Kulkarni named to NAS

Shri Kulkarni, Caltech’s MacArthur Professor of Astronomy and Planetary Science, is one of 72 researchers elected this year to the National Academy of Sciences. The 1,922 active NAS members now include 67 Caltech faculty and three trustees.

Kulkarni is a leading authority on exotic astrophysical phenomena such as gamma-ray bursts and brown dwarfs, and has been associated with many major advances in understanding the universe. In 1982, along with Don Backer of UC Berkeley, he discovered the first millisecond pulsar. These pulsars have turned out to be precise natural clocks with many applications.

In 1995, Kulkarni led a group that discovered the first brown dwarf, a “failed star” with a mass too low to shine like a star but too high to be a planet. Two years later, he and his colleagues showed gamma-ray bursts to be extragalactic in origin, and he has since led many further investigations into the phenomenon.

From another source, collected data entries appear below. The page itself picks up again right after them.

PR #703, opened 2022-03-27
Implements Volume Shadow Geometry class.

tomsons26:
Split off my shadow PR cause its simpler this way.

### DIFF
--- a/src/game/client/shadow/w3dvolumetricshadow.cpp
+++ b/src/game/client/shadow/w3dvolumetricshadow.cpp
@@ -525,3 +525,78 @@ W3DShadowGeometry *W3DShadowGeometryManagerIterator::Get_Current_Geom()
 {
     return static_cast<W3DShadowGeometry *>(Get_Current());
 }
+
+Geometry::Geometry() :
+    m_verts(nullptr),
+    m_indices(nullptr),
+    m_numPolygon(0),
+    m_numVertex(0),
+    m_flags(0),
+    // BUGFIX original didn't init these
+    m_numActivePolygon(0),
+    m_numActiveVertex(0),
+    m_visibleState(STATE_UNKNOWN)
+{
+}
+
+Geometry::~Geometry()
+{
+    Release();
+}
+
+bool Geometry::Create(int num_vert, int num_poly)
+{
+    if (num_vert) {
+        // BUGFIX Geos can be reused so clean up to avoid memory leak
+        if (m_verts != nullptr) {
+            delete[] m_verts;
+        }
+
+        m_verts = new Vector3[num_vert];
+        if (m_verts == nullptr) {
+            return false;
+        }
+    }
+
+    if (num_poly) {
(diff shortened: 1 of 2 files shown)


src/game/client/shadow/w3dvolumetricshadow.cpp
```diff
@@ -525,3 +525,73 @@ W3DShadowGeometry *W3DShadowGeometryManagerIterator::Get_Current_Geom()
...
+    if (num_poly) {
+        // BUGFIX Geos can be reused so clean up to avoid memory leak
+        if (m_indices != nullptr) {
+            delete[] m_indices;
+        }
+
+        m_indices = new short[3 * num_poly];
+
+        if (m_indices == nullptr) {
+            return false;
```
xezon, line 575: Should this not cleanup `m_verts` if it fails here? Despite, this checking looks obsolete, because it will only fail if out of memory and then it will crash somewhere else anyway.

src/game/client/shadow/w3dvolumetricshadow.h
```diff
@@ -153,3 +156,92 @@ class W3DShadowGeometryManagerIterator : public HashTableIteratorClass
...
+    void Set_Vertex(int index, Vector3 *vert) { m_verts[index] = *vert; }
+
+    // not yet found
+    int Find_Vertex_In_Range(int, int, Vector3 *);
+
+    AABoxClass &Get_Bounding_Box() { return m_boundingBox; }
+    void Set_Bounding_Box(AABoxClass &box) { m_boundingBox = box; }
+
+    void Set_Bounding_Sphere(SphereClass &sphere) { m_boundingSphere = sphere; }
+    SphereClass &Get_Bounding_Sphere() { return m_boundingSphere; }
```
xezon, line 225: Move get function above set function for consistency of order.

src/game/client/shadow/w3dvolumetricshadow.h
```diff
@@ -153,3 +156,92 @@ class W3DShadowGeometryManagerIterator : public HashTableIteratorClass
...
+        return 3;
+    }
+
+    Vector3 *Get_Vertex(int index) const { return &m_verts[index]; }
+    void Set_Vertex(int index, Vector3 *vert) { m_verts[index] = *vert; }
+
+    // not yet found
+    int Find_Vertex_In_Range(int, int, Vector3 *);
+
+    AABoxClass &Get_Bounding_Box() { return m_boundingBox; }
```
xezon, line 222: This returns mutable reference for sure?

src/game/client/shadow/w3dvolumetricshadow.h
xezon: This returns mutable reference for sure?

tomsons26: yes

xezon (approved):

PR #705, opened 2022-03-31
Implements 3 more shadow functions.

tomsons26:


src/game/client/shadow/w3dshadow.h
```diff
@@ -110,6 +110,29 @@ class Shadow
         }
     }
 
+    void Set_Color(int color)
+    {
+        m_opacity = color & 0xFFFFFF;
+
+        if ((m_type & SHADOW_ALPHA_DECAL) != 0) {
+            m_color2 = (color << 24) | m_color1;
```
xezon: What is going on here? Does the blue channel become alpha channel?

src/game/client/shadow/w3dshadow.h
```diff
@@ -110,6 +110,29 @@ class Shadow
...
+    {
+        m_opacity = color & 0xFFFFFF;
+
+        if ((m_type & SHADOW_ALPHA_DECAL) != 0) {
+            m_color2 = (color << 24) | m_color1;
+        } else if ((m_type & SHADOW_ADDITIVE_DECAL) != 0) {
+            float o = m_opacity / 255.0f;
+            m_color2 = GameMath::Fast_To_Int_Truncate(((m_color1 >> 16) & 0xFF) * o)
+                | GameMath::Fast_To_Int_Truncate(((m_color1 >> 8) & 0xFF) * o)
+                | GameMath::Fast_To_Int_Truncate((m_color1 & 0xFF) * o);
```
xezon, line 123: I have seen this pattern of color values somewhere else in Thyme. Is it possible that there could be a macro made for this?

xezon: On second look, are you sure this logic is correct? It looks as if all color channels are pushed into the blue channel. Why?

tomsons26: dunno if the logics are correct but pseudo matches

xezon: Like so would make more sense if I am not mistaken.

Basically what happens is, color value is shifted to lowest 8 bits, masked and scaled by opacity, and then moved back to the byte position it belongs for R G B channel respectively.

```c++
            m_color2 = (GameMath::Fast_To_Int_Truncate(((m_color1 >> 16) & 0xFF) * o) << 16)
                | (GameMath::Fast_To_Int_Truncate(((m_color1 >> 8) & 0xFF) * o) << 8)
                | GameMath::Fast_To_Int_Truncate((m_color1 & 0xFF) * o);
```

PR #709, opened 2022-04-06
Various fixes to game-side code that are needed for w3dviewer

jonwil:


tomsons26 (approved):

src/w3d/lib/hashtemplate.h
```diff
@@ -213,20 +216,23 @@ template<typename Key, typename Value> class HashTemplateIterator
...
-        int size = m_hashTable->m_size;
 
-        for (m_hashIndex++; m_hashIndex < size; m_hashIndex++) {
-            m_handle = m_hashTable->m_hash[m_hashIndex];
+        if (m_handle == -1) {
+            int size = m_hashTable->m_size;
 
-            if (m_handle != -1) {
-                break;
+            for (m_hashIndex++; m_hashIndex < size; m_hashIndex++) {
```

Kulkarni has been a leader in the quest to improve the resolution of optical instruments with interferometry, a technique that combines light from two or more mirrors for a superior image. Working with JPL engineers, his research team used the testbed interferometer at Caltech’s Palomar Observatory in 2000 to obtain the most precise distance to date for a Cepheid variable, a type of pulsating star that is a standard reference for gauging astronomical distances. Heavily involved with the Keck Interferometer, Kulkarni is also the interdisciplinary scientist for NASA’s Space Interferometry Mission, set to launch in 2009 and with which astronomers hope to catalog planets around nearby stars.

After receiving a master’s degree from the Indian Institute of Technology and a PhD from UC Berkeley, Kulkarni came to Caltech in 1985 as a research fellow, joining the professorial faculty in 1987. He is a former Presidential Young Investigator, Sloan Research Fellow, and Waterman Prize winner.